PR #1430, opened 2022-11-11
Prevent Fatal error when processing Kses::output with null value.

### LINKED ISSUE #1427: Ensure any use of the `Kses` class methods always get passed a String
**Description**

[Got reports of a fatal error](https://wordpress.org/support/topic/error-when-trying-to-create-pdf/#post-16165506) due to a non-string getting passed to one of our `Kses` class methods, which requires a string. While I haven't been able to replicate, we should guard against this by verifying the $html we pass to this class is infact a string.

jestonihpi:
This PR is a safety precaution when running Kses::output on null values. Added an `is_string` check before the said output should fix this [problem ](https://wordpress.org/support/topic/error-when-trying-to-create-pdf/#post-16165506) posted in our wordpress.org support.

## Description

#1427 

## Checklist:
- [x] I've tested the code.

### DIFF
--- a/src/Statics/Kses.php
+++ b/src/Statics/Kses.php
@@ -27,7 +27,7 @@ class Kses {
 	 *
 	 * @since 6.4.0
 	 */
-	public static function output( string $html ): void {
+	public static function output( $html ): void {
 		/* phpcs:ignore WordPress.Security.EscapeOutput.OutputNotEscaped */
 		echo self::parse( $html );
 	}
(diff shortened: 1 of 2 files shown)


jakejackson1:
@jestonihpi Upon thinking about this further, I think the best solution would be to edit the `Kses` class directly, remove the `string` type from the property and then check for a string at the beginning of the associated method(s). If it isn't a string, throw a `GravityPdfException` at this point so our error handlers can capture this.

jakejackson1:
@jestonihpi ah, I see the logger isn't available in this class directly. Because of the extra verbosity required to log messages here, I think we should just remove it and silently drop and additional classes after #8. That should condense this new method down to a line or two. 

Also, this would be for Gravity PDF 6.5.2 and the `@version` docblock should be updated accordingly.

jestonihpi:
Hi @jakejackson1, this PR is now ready for review.

src/Statics/Kses.php
```diff
@@ -25,9 +27,14 @@ class Kses {
 	 *
 	 * @return void
 	 *
+	 * @throws GravityPdfException
 	 * @since 6.4.0
 	 */
-	public static function output( string $html ): void {
+	public static function output( $html ): void {
+		/* If the $html is not a valid string, throw an exception if this returns false. */
+		if ( ! is_string( $html ) ) {
```
jakejackson1: @jestonihpi I think moving this into self::parse() would be better. It would cover any uses of the Kses class that way.

jestonihpi: Copy @jakejackson1.

PR #1449, opened 2023-02-13
Disable Queue Task when Gravity Forms Async Notifications is enabled.

### LINKED ISSUE #1444: Disable PDF Background Processing when Gravity Forms Async Notifications Enabled
**Description**

In Gravity Forms 2.6.9 they added support for Async Notifications: https://docs.gravityforms.com/gform_is_asynchronous_notifications_enabled/

If this is enabled, PDF Background Processing should be disabled:

```
$is_asynchronous = gf_apply_filters( array(
	'gform_is_asynchronous_notifications_enabled',
	$form_id,
), false, $event, $notifications_to_send, $form, $entry, [] );

if ( $is_asynchronous ) {
   // disable PDF Background Processing
}
```

It would be good to detect if this filter is enabled and remove the global PDF Background Processing setting from the UI too.

jestonihpi:
Prior to Gravity Form 2.6.9 release which introduced this new filter `gform_is_asynchronous_notifications_enabled`. We need to check its value when getting the queued task on form. If this is set to true we need to disable queued PDFs and notifications as well.

Missing Unit Test

## Description

Controller_Pdf_Queue class get_queuet_tasks method : get the value of the filter `gform_is_asynchronous_notifications_enabled` return $queue_data asap if its `true`

#1444 

## Checklist:
- [x] I've tested the code.

### DIFF
--- a/src/Controller/Controller_Pdf_Queue.php
+++ b/src/Controller/Controller_Pdf_Queue.php
@@ -29,16 +29,7 @@ if ( ! defined( 'ABSPATH' ) ) {
  *
  * @since   5.0
  */
-class Controller_Pdf_Queue extends Helper_Abstract_Controller implements Helper_Interface_Actions, Helper_Interface_Filters {
-
-	/**
-	 * Holds the abstracted Gravity Forms API specific to Gravity PDF
-	 *
-	 * @var Helper_Form
-	 *
-	 * @since 5.0
-	 */
-	protected $gform;
+class Controller_Pdf_Queue extends Helper_Abstract_Controller {
 
 	/**
 	 * Holds our log class
@@ -64,13 +55,11 @@ class Controller_Pdf_Queue extends Helper_Abstract_Controller implements Helper_
 	protected $queue;
 
 	/**
-	 * Determines if our PDF queue should execute
+	 * @var array An array containing the notification objects to be sent using background processing during a request
 	 *
-	 * @var bool
-	 *
-	 * @since 5.0
+	 * @since 6.11.0
 	 */
-	protected $disable_queue = false;
+	protected $form_async_notifications = [];
 
 	/**
 	 * Set up our dependencies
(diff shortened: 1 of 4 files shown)


src/Controller/Controller_Pdf_Queue.php
```diff
@@ -278,6 +279,27 @@ protected function get_queue_tasks( $entry, $form, $notifications = [] ) {
...
+			false,
+			$notifications['event'],
+			$notifications['id'],
+			$form,
+			$entry,
+			[]
+		);
+
+		if ( $is_asynchronous ) {
+			return $queue_data;
```
jakejackson1: @jestonihpi looks like a good spot for it, considering we need to pass in the notification ID and event type being processed.

Couple things of note:

* `$queue_data` may not be empty if the `gfpdf_queue_initialise` filter is used and returns a value
* `$notifications['event']` is produce a PHP notice because the array key doesn't exist. `$notifications` is an array which, when looped over, will contain an individual notification config that includes the `event` key. Looking at the GF codebase, you should be able to take the event from the first notification configuration in this array. 
* `$notifications_to_send` should be an array of all Notification IDs that are sent, not a single ID. Like the above, this will produce a PHP notice. Use array_column to get the ID from all notifications.

src/Controller/Controller_Pdf_Queue.php
```diff
@@ -210,6 +210,7 @@ public function do_we_disable_notification( $default, $notification, $form, $ent
 	 * @since 5.0
 	 */
 	public function queue_async_form_submission_tasks( $entry, $form ) {
+
```
jakejackson1, line 208: Remove this extra line

src/Controller/Controller_Pdf_Queue.php
```diff
@@ -278,6 +279,27 @@ protected function get_queue_tasks( $entry, $form, $notifications = [] ) {
 
 		$queue_data = apply_filters( 'gfpdf_queue_initialise', [], $entry, $form );
 
+		/**
+		 * Check if Asynchronous notification is enabled for this form.
+		 * https://docs.gravityforms.com/gform_is_asynchronous_notifications_enabled/
+		 */
+		$is_asynchronous = gf_apply_filters(
```
jakejackson1: Let's move this to another method in this class and then check if `! $is_asyncronous` on line 214.

jakejackson1 (changes requested):
We probably need to display `queue_async_resend_notification_tasks()` if async is enabled too, right? Or does Gravity Forms not do async notifications when resending?

src/Controller/Controller_Pdf_Queue.php
```diff
@@ -278,6 +279,27 @@ protected function get_queue_tasks( $entry, $form, $notifications = [] ) {
...
+			[]
+		);
+
+		if ( $is_asynchronous ) {
+			return $queue_data;
+		}
+
 		/* Queue up the PDF generation callback */
 		if ( count( $pdfs ) > 0 ) {
 			$notifications = ( count( $notifications ) > 0 ) ? $notifications : $this->get_active_notifications( $form, $entry );
```
jakejackson1: Move to here: `array_filter( $notifications, function( $notifications ) { return ! apply_filters( 'gform_is_asynchronous_notifications_enabled' ... ) }`

jestonihpi:
@jakejackson1 , can you take peek at this PR when you're available. I tried working on the approach you've mentioned on the initial meeting. I was unable work my way around it. 

Not sure how to properly set the unit test for this 🤔

PR #1453, opened 2023-03-22
Fix Consent Field

### LINKED ISSUE #1450: Consent field showing up in Core PDF when not checked
**Description**
If a Consent field has a value in the "Description" setting, it will always be considered _not empty_ by Gravity PDF, even if a user didn't check the consent checkbox. This is contrary to how Gravity Forms handles consent fields in the Entry Details page, which always treats unticked Consent fields as empty.

**Step To Reproduce**
1. Add a Consent field to your form and include a value in the "Description" setting.
2. Add a Name field to your form and then save.
3. Setup a Core PDF on the form and ensure the _Show Empty Fields_ option is disabled
4. Submit the form and leave the Consent field unchecked
4. View the PDF

**Expected behavior**
The Consent field would not be shown in the PDF. Currently, it is showing.

**Screenshots**
Screenshot 2023-02-17 at 9 23 16 am

jestonihpi:
## Description
If the consent field is empty, it should not display on PDF, just like GravityForms handling empty consent field. We have added a new filter that allows users to bypass it manually.

Note: Missing Unit tests

#1450 
## Checklist:
- [x] I've tested the code.

### DIFF
--- a/src/Helper/Fields/Field_Consent.php
+++ b/src/Helper/Fields/Field_Consent.php
@@ -61,12 +61,17 @@ class Field_Consent extends Helper_Abstract_Fields {
 	 * @since 5.1
 	 */
 	public function html( $value = '', $label = true ) {
-		$value = $this->value();
+		$value       = $this->value();
+		$has_consent = $value['value'];
 
-		$has_consent = ! empty( $value['value'] );
+		/* Allow people to remove the consent field if a user didn't consent */
+		if ( ! $has_consent && apply_filters( 'gfpdf_hide_consent_field_if_empty', false, $this->field, $this->entry, $this->form ) ) {
+			return '';
+		}
 
-		$markup      = $has_consent ? $this->get_consented_markup( $value['label'] ) : $this->get_non_consent_markup();
-		$description = strlen( $value['description'] ) > 0 ? sprintf( '<div class="consent-text">%s</div>', $value['description'] ) : '';
+		$markup = $has_consent ? $this->get_consented_markup( $value['label'] ) : $this->get_non_consent_markup();
+
+		$description = ! empty( $value['description'] ) ? sprintf( '<div class="consent-text">%s</div>', $value['description'] ) : '';
 
 		/* consent has been given, determine order of description */
 		if ( empty( $value['placement'] ) || $value['placement'] === 'below' ) {
--- a/tests/phpunit/unit-tests/Helper/Fields/Test_Field_Consent.php
+++ b/tests/phpunit/unit-tests/Helper/Fields/Test_Field_Consent.php
@@ -1,0 +1,96 @@
+<?php
+
+declare( strict_types=1 );
+
+namespace GFPDF\Helper\Fields;
+
+use WP_UnitTestCase;
+
+/**
+ * @package     Gravity PDF
+ * @copyright   Copyright (c) 2023, Blue Liquid Designs
+ * @license     http://opensource.org/licenses/gpl-2.0.php GNU Public License
+ */
+
+/**
+ * @group   helper
+ * @group   fields
+ */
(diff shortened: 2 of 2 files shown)


src/Helper/Fields/Field_Consent.php
```diff
@@ -143,4 +139,20 @@ protected function get_non_consent_markup() {
...
+
+	/**
+	 * Add new filter gfpdf_hide_consent_field_if_empty that allows users to manually show consent field if empty on the pdf.
+	 *
+	 * @return string
+	 *
+	 * @since 6.5.4
+	 */
+	public function is_empty() {
+		if ( apply_filters( 'gfpdf_hide_consent_field_if_empty', true, $this->field, $this->entry, $this->form ) ) {
```
jakejackson1: This should be `false` by default.

src/Helper/Fields/Field_Consent.php
```diff
@@ -143,4 +139,20 @@ protected function get_non_consent_markup() {
...
+			$value = $this->value();
+			return empty( $value['value'] ); /* hide if empty */
+		}
+
+		return '';
```
jakejackson1: This should return `false`

src/Helper/Fields/Field_Consent.php
```diff
@@ -143,4 +139,20 @@ protected function get_non_consent_markup() {
 			__( 'Consent not given.', 'gravity-forms-pdf-extended' )
 		);
 	}
+
+	/**
+	 * Add new filter gfpdf_hide_consent_field_if_empty that allows users to manually show consent field if empty on the pdf.
+	 *
+	 * @return string
```
jakejackson1: `@return bool`

src/Helper/Fields/Field_Consent.php
```diff
@@ -143,4 +139,20 @@ protected function get_non_consent_markup() {
 			__( 'Consent not given.', 'gravity-forms-pdf-extended' )
 		);
 	}
+
+	/**
+	 * Add new filter gfpdf_hide_consent_field_if_empty that allows users to manually show consent field if empty on the pdf.
```
jakejackson1: Change to "Check if the field is empty"

src/Helper/Fields/Field_Consent.php
```diff
@@ -61,17 +61,13 @@ public function __construct( $field, $entry, Helper_Abstract_Form $gform, Helper
...
-		/* Return empty string if consent field is unticked. */
-		if ( empty( $value['value'] ) ) {
+		$value       = $this->value();
+		$has_consent = $value['value'];
+		if ( $this->is_empty() ) {
 			return '';
 		}
 
-		$markup = $has_consent ? $this->get_consented_markup( $value['label'] ): $this->get_non_consent_markup();
+		$markup      = $has_consent ? $this->get_consented_markup( $value['label'] ) : $this->get_non_consent_markup();
```
jakejackson1: Remove these changes

src/Helper/Fields/Field_Consent.php
```diff
@@ -61,17 +61,13 @@ public function __construct( $field, $entry, Helper_Abstract_Form $gform, Helper
...
-		global $gfpdf;
-		$value = $this->value();
-		$has_consent = false;
-		$input = $gfpdf;
-
-		/* Return empty string if consent field is unticked. */
-		if ( empty( $value['value'] ) ) {
+		$value       = $this->value();
+		$has_consent = $value['value'];
+		if ( $this->is_empty() ) {
```
jakejackson1: I don't think you need to include these changes here. The field should be filtered out automatically at https://github.com/GravityPDF/gravity-pdf/blob/development/src/View/View_PDF.php#L484

jakejackson1 (changes requested):
@jestonihpi feedback added

PR #1485, opened 2023-12-07
Allow some HTML in product / option / shipping field labels

jakejackson1:
## Description

Updates the Product table to allow some HTML in the field and choices labels. 

For legacy reasons, $form_data auto-escapes HTML. To display HTML in field labels we need to unescape the info first, and then run it through wp_kses_post(). 

## Testing instructions
1. Add Product, Option, and Shipping fields to a form
2. Include HTML in the label and option values
3. Submit the form
4. View a Core PDF
5. Ensure the text is formatted correctly

## Checklist:
- [x] I've tested the code.

### DIFF
--- a/src/Helper/Fields/Field_Products.php
+++ b/src/Helper/Fields/Field_Products.php
@@ -153,7 +153,7 @@ class Field_Products extends Helper_Abstract_Fields {
 							<tr>
 								<td>
 									<div class="product_name">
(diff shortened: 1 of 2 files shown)


jakejackson1:
Notify https://secure.helpscout.net/conversation/2445795287/25696/ upon release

------------------------------------------------------------------------

**Task brief**. From the data, list each line in which the string "trying" appears.

**Solution to the problem**.
[Got reports of a fatal error](https://wordpress.org/support/topic/error-when-trying-to-create-pdf/#post-16165506) due to a non-string getting passed to one of our `Kses` class methods, which requires a string. While I haven't been able to replicate, we should guard against this by verifying the $html we pass to this class is infact a string.
This PR is a safety precaution when running Kses::output on null values. Added an `is_string` check before the said output should fix this [problem ](https://wordpress.org/support/topic/error-when-trying-to-create-pdf/#post-16165506) posted in our wordpress.org support.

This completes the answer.